- DATA BELOW:

((

PR #83, opened 2015-07-17
grpc code generation workaround

andres-erbsen:
Sometimes code generation with `--gogofast_out=plugins=grpc:.` fails because the statements the grpc plugin adds to avoid "unused import" errors end up being in the middle of the import list, causing the build to fail regardless of whether the imports are used or not. This pull request fixes grpc code generation for the case where the imports are used by removing the `_ = pkg.Func` statements from grpc code generation, thus totally breaking the case where they are not used.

))

- TASK PROMPT:
From the first line to the last, transcribe the data exactly.

- RESPONSE:
PR #83, opened 2015-07-17
grpc code generation workaround

andres-erbsen:
Sometimes code generation with `--gogofast_out=plugins=grpc:.` fails because the statements the grpc plugin adds to avoid "unused import" errors end up being in the middle of the import list, causing the build to fail regardless of whether the imports are used or not. This pull request fixes grpc code generation for the case where the imports are used by removing the `_ = pkg.Func` statements from grpc code generation, thus totally breaking the case where they are not used.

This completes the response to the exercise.